[DIRECTIONS]:
Lines from the line with "This pull requests" to the line with "-182,7 +182,7 @@" in the entries below, and only those, must be output exactly, with both ends included.

[GIVEN INFORMATION]:

PR #93, opened 2020-04-15
Update build.sh

liberodark:
Little fixe and this need other work for better read.

### DIFF
--- a/build.sh
+++ b/build.sh
@@ -4,7 +4,7 @@ set -e
 set -x
 
 if [ $EUID -ne 0 ]; then
-	echo "$(basename $0) must be run as root"
+	echo "$(basename "$0") must be run as root"
 	exit 1
 fi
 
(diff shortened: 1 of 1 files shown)


build.sh
```diff
@@ -183,29 +183,29 @@ mkdir /var
...
-rm ${BUILD_PATH}/manifest
+echo "${CHANNEL}-${VERSION}" > "${BUILD_PATH}"/build_info
+echo "" >> "${BUILD_PATH}"/build_info
+cat "${BUILD_PATH}"/manifest >> "${BUILD_PATH}"/build_info
+rm "${BUILD_PATH}"/manifest
 
-btrfs subvolume snapshot -r ${BUILD_PATH} ${SNAP_PATH}
-btrfs send -f ${CHANNEL}-${VERSION}.img ${SNAP_PATH}
+btrfs subvolume snapshot -r "${BUILD_PATH}" "${SNAP_PATH}"
+btrfs send -f "${CHANNEL}"-"${VERSION}".img "${SNAP_PATH}"
```
alkazar, line 192: In this case I think it would look better to write `"${CHANNEL}-${VERSION}.img"`

liberodark: yeah is little same just have secure var.

PR #147, opened 2020-10-10
Add ppsspp for PSP support

sharkwouter:
This adds a patched version of the libretro-ppsspp package found in the Arch repo. The difference is that this package includes the assets and has been patched to use them. It is required for https://github.com/gamer-os/steam-buddy/pull/101

### DIFF
--- a/manifest
+++ b/manifest
@@ -117,6 +117,7 @@ export AUR_PACKAGES="\
 	alienware-alpha-wmi \
 	bcache-tools \
 	mame-tools \
+	libretro-ppsspp-gameros \
 "
 
 export SERVICES="\
--- a/manifest
+++ b/manifest
@@ -5,7 +5,7 @@ export SYSTEM_DESC="GamerOS"
 export SYSTEM_NAME="gameros"
 export USERNAME="gamer"
 export SIZE="6500MB"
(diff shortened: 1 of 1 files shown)


alkazar:
Blocked on merging PSP support into Steam Buddy.

sharkwouter:
Actually, it would be better to add this as dependency for steam-buddy. Somehow we have a lot of emulators in this file here, even though steam-buddy installs them already.

alkazar:
Good point. Not sure if I want to make `libretro-ppsspp-gameros` a dependency of `steam-buddy` though.

sharkwouter:
I changed the PR to install the package before steam-buddy and changed the package itself to provide libretro-ppsspp. That means you can add libretro-ppsspp as a dependency for steam-buddy and this package will statisfy that.

I'm not sure what is up with the build error, though. I think that is unrelated.

sharkwouter:
It seems the error is indeed completely unrelated to the changes in this PR. Game mode was added to the official repo now. Should we fix this in a different PR?

sharkwouter:
I've changed the archive version used to make sure the image can be build with gamemode from the repository, since it's no longer in the chaotic-aur.

PR #159, opened 2020-11-10
Tweak Retroarch audio latency setting

rshamsnejad:
I experienced some pops and clicks in Super Mario 64 game that went away with this setting (previously set at 64ms). This shouldn't create side effects at all.


alkazar:
This change cannot be done here. There can be no files under `/home/gamer` in the system image. The actual home directory is mounted on top.

You can make this config change in the Steam Buddy repo.

PR #168, opened 2020-12-25
Better handling of Bluetooth dongles 

rshamsnejad:
I was trying to make the following dongle work with GamerOS : 
image

And to succeed I had to do two operations : 

1. Force HCI mode to make the dongle an actual Bluetooth dongle, because it goes into HID mode by default. This can be achieved in two ways : 
- By pressing the "Connect" button while plugging it in
- By installing the `bluez-hid2hci` package from the [Arch repos](https://archlinux.org/packages/extra/x86_64/bluez-hid2hci/), in order to [automatically force it](https://wiki.archlinux.org/index.php/Bluetooth#Logitech_Bluetooth_USB_Dongle).

The second option is obviously way more convenient, so this pull request adds the package to the `manifest` file in a first commit.

2. Force the Bluetooth controller to automatically be powered on when plugged in : 
If the dongle is plugged in before boot, everything works fine. But if it is plugged after boot, it's necessary to connect through SSH and launch `$ bluetoothctl power on` before any connection can take place.

This pull requests prevents the need to do this by activating an option in a config file as described in the [Arch Wiki](https://wiki.archlinux.org/index.php/Bluetooth#Auto_power-on_after_boot) in a second commit.

### DIFF
--- a/build.sh
+++ b/build.sh
@@ -182,7 +182,7 @@ DISTRIB_DESCRIPTION=${SYSTEM_DESC}
 find /usr/share/libretro/autoconfig -type f -name '*.cfg' | xargs -d '\n' sed -i '/input_menu_toggle_btn/d'
 
 # automatically power-on Bluetooth dongles when plugged in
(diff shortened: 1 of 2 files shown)


alkazar:
I wonder if with this, we no longer need this:
https://github.com/gamer-os/steamos-compositor-plus/blob/master/usr/bin/steamos-session#L29

Will have to test it out I suppose. I added that line because my bluetooth devices didn't work without it.

alkazar:
Nice work!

[TASK RESPONSE]:
This pull requests prevents the need to do this by activating an option in a config file as described in the [Arch Wiki](https://wiki.archlinux.org/index.php/Bluetooth#Auto_power-on_after_boot) in a second commit.

### DIFF
--- a/build.sh
+++ b/build.sh
@@ -182,7 +182,7 @@ DISTRIB_DESCRIPTION=${SYSTEM_DESC}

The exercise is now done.